Return each entry precisely as it appears below.

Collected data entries
━━━━━━
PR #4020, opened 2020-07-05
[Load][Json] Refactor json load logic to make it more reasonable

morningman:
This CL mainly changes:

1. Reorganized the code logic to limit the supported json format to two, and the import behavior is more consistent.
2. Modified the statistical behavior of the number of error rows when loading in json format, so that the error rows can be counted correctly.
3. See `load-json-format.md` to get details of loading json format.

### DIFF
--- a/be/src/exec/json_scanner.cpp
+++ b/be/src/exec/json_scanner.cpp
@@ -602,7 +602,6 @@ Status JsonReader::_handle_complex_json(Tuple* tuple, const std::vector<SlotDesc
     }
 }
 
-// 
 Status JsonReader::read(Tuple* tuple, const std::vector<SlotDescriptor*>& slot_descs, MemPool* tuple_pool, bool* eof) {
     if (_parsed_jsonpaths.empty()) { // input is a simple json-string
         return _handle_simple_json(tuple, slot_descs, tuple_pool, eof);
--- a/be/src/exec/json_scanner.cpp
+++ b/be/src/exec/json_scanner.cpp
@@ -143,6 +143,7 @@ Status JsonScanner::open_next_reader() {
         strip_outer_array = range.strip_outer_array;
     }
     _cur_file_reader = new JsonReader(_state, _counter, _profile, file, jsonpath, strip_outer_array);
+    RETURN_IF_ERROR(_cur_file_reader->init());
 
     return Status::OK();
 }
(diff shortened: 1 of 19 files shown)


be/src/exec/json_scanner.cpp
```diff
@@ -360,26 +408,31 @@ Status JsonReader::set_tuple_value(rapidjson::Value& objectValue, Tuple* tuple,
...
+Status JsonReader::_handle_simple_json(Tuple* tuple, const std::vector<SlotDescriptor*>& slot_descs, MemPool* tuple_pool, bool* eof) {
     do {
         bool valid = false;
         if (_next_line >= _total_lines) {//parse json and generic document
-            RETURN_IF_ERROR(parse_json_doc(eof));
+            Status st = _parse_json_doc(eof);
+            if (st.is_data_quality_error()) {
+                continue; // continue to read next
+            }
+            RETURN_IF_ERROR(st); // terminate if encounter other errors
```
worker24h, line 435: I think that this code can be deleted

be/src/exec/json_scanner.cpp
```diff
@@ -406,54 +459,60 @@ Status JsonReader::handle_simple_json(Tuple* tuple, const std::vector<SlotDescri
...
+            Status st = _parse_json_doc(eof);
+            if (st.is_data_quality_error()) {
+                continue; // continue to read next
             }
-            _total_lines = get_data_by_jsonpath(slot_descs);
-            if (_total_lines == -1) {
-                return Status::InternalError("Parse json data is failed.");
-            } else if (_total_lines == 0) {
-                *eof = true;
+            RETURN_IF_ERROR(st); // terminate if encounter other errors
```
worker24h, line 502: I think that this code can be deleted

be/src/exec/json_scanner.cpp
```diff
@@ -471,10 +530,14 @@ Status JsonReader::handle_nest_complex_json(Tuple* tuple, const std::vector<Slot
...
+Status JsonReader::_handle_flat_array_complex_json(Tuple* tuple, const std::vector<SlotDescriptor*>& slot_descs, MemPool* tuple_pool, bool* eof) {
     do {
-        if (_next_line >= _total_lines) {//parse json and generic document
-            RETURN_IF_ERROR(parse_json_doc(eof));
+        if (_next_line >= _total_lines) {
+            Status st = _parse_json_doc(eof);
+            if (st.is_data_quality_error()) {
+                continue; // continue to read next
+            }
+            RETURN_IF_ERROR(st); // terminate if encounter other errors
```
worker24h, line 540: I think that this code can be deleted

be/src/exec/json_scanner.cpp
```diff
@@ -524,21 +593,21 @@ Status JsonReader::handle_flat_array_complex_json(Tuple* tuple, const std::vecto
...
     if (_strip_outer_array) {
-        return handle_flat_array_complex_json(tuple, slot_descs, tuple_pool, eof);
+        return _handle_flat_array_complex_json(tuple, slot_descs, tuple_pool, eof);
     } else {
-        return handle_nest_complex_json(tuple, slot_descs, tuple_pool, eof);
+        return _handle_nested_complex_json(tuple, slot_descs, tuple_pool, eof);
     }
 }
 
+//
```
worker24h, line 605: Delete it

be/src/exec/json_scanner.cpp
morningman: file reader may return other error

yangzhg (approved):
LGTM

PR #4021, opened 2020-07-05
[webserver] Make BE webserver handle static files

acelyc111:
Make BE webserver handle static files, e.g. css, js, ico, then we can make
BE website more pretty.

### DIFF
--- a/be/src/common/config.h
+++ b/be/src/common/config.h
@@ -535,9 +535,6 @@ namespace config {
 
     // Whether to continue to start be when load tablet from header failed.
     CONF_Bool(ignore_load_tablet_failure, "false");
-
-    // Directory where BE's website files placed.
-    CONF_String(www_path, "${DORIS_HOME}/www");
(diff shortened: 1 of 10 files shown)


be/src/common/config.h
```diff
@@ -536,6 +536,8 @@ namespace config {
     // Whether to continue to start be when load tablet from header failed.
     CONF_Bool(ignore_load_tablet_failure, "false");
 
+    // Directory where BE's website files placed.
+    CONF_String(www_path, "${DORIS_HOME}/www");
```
━━━━━━
**Answer to the exercise:**
PR #4020, opened 2020-07-05
[Load][Json] Refactor json load logic to make it more reasonable

morningman:
This CL mainly changes:

1. Reorganized the code logic to limit the supported json format to two, and the import behavior is more consistent.
2. Modified the statistical behavior of the number of error rows when loading in json format, so that the error rows can be counted correctly.
3. See `load-json-format.md` to get details of loading json format.

### DIFF
--- a/be/src/exec/json_scanner.cpp
+++ b/be/src/exec/json_scanner.cpp
@@ -602,7 +602,6 @@ Status JsonReader::_handle_complex_json(Tuple* tuple, const std::vector<SlotDesc
     }
 }
 
-// 
 Status JsonReader::read(Tuple* tuple, const std::vector<SlotDescriptor*>& slot_descs, MemPool* tuple_pool, bool* eof) {
     if (_parsed_jsonpaths.empty()) { // input is a simple json-string
         return _handle_simple_json(tuple, slot_descs, tuple_pool, eof);
--- a/be/src/exec/json_scanner.cpp
+++ b/be/src/exec/json_scanner.cpp
@@ -143,6 +143,7 @@ Status JsonScanner::open_next_reader() {
         strip_outer_array = range.strip_outer_array;
     }
     _cur_file_reader = new JsonReader(_state, _counter, _profile, file, jsonpath, strip_outer_array);
+    RETURN_IF_ERROR(_cur_file_reader->init());
 
     return Status::OK();
 }
(diff shortened: 1 of 19 files shown)


be/src/exec/json_scanner.cpp
```diff
@@ -360,26 +408,31 @@ Status JsonReader::set_tuple_value(rapidjson::Value& objectValue, Tuple* tuple,
...
+Status JsonReader::_handle_simple_json(Tuple* tuple, const std::vector<SlotDescriptor*>& slot_descs, MemPool* tuple_pool, bool* eof) {
     do {
         bool valid = false;
         if (_next_line >= _total_lines) {//parse json and generic document
-            RETURN_IF_ERROR(parse_json_doc(eof));
+            Status st = _parse_json_doc(eof);
+            if (st.is_data_quality_error()) {
+                continue; // continue to read next
+            }
+            RETURN_IF_ERROR(st); // terminate if encounter other errors
```
worker24h, line 435: I think that this code can be deleted

be/src/exec/json_scanner.cpp
```diff
@@ -406,54 +459,60 @@ Status JsonReader::handle_simple_json(Tuple* tuple, const std::vector<SlotDescri
...
+            Status st = _parse_json_doc(eof);
+            if (st.is_data_quality_error()) {
+                continue; // continue to read next
             }
-            _total_lines = get_data_by_jsonpath(slot_descs);
-            if (_total_lines == -1) {
-                return Status::InternalError("Parse json data is failed.");
-            } else if (_total_lines == 0) {
-                *eof = true;
+            RETURN_IF_ERROR(st); // terminate if encounter other errors
```
worker24h, line 502: I think that this code can be deleted

be/src/exec/json_scanner.cpp
```diff
@@ -471,10 +530,14 @@ Status JsonReader::handle_nest_complex_json(Tuple* tuple, const std::vector<Slot
...
+Status JsonReader::_handle_flat_array_complex_json(Tuple* tuple, const std::vector<SlotDescriptor*>& slot_descs, MemPool* tuple_pool, bool* eof) {
     do {
-        if (_next_line >= _total_lines) {//parse json and generic document
-            RETURN_IF_ERROR(parse_json_doc(eof));
+        if (_next_line >= _total_lines) {
+            Status st = _parse_json_doc(eof);
+            if (st.is_data_quality_error()) {
+                continue; // continue to read next
+            }
+            RETURN_IF_ERROR(st); // terminate if encounter other errors
```
worker24h, line 540: I think that this code can be deleted

be/src/exec/json_scanner.cpp
```diff
@@ -524,21 +593,21 @@ Status JsonReader::handle_flat_array_complex_json(Tuple* tuple, const std::vecto
...
     if (_strip_outer_array) {
-        return handle_flat_array_complex_json(tuple, slot_descs, tuple_pool, eof);
+        return _handle_flat_array_complex_json(tuple, slot_descs, tuple_pool, eof);
     } else {
-        return handle_nest_complex_json(tuple, slot_descs, tuple_pool, eof);
+        return _handle_nested_complex_json(tuple, slot_descs, tuple_pool, eof);
     }
 }
 
+//
```
worker24h, line 605: Delete it

be/src/exec/json_scanner.cpp
morningman: file reader may return other error

yangzhg (approved):
LGTM

PR #4021, opened 2020-07-05
[webserver] Make BE webserver handle static files

acelyc111:
Make BE webserver handle static files, e.g. css, js, ico, then we can make
BE website more pretty.

### DIFF
--- a/be/src/common/config.h
+++ b/be/src/common/config.h
@@ -535,9 +535,6 @@ namespace config {
 
     // Whether to continue to start be when load tablet from header failed.
     CONF_Bool(ignore_load_tablet_failure, "false");
-
-    // Directory where BE's website files placed.
-    CONF_String(www_path, "${DORIS_HOME}/www");
(diff shortened: 1 of 10 files shown)


be/src/common/config.h
```diff
@@ -536,6 +536,8 @@ namespace config {
     // Whether to continue to start be when load tablet from header failed.
     CONF_Bool(ignore_load_tablet_failure, "false");
 
+    // Directory where BE's website files placed.
+    CONF_String(www_path, "${DORIS_HOME}/www");
```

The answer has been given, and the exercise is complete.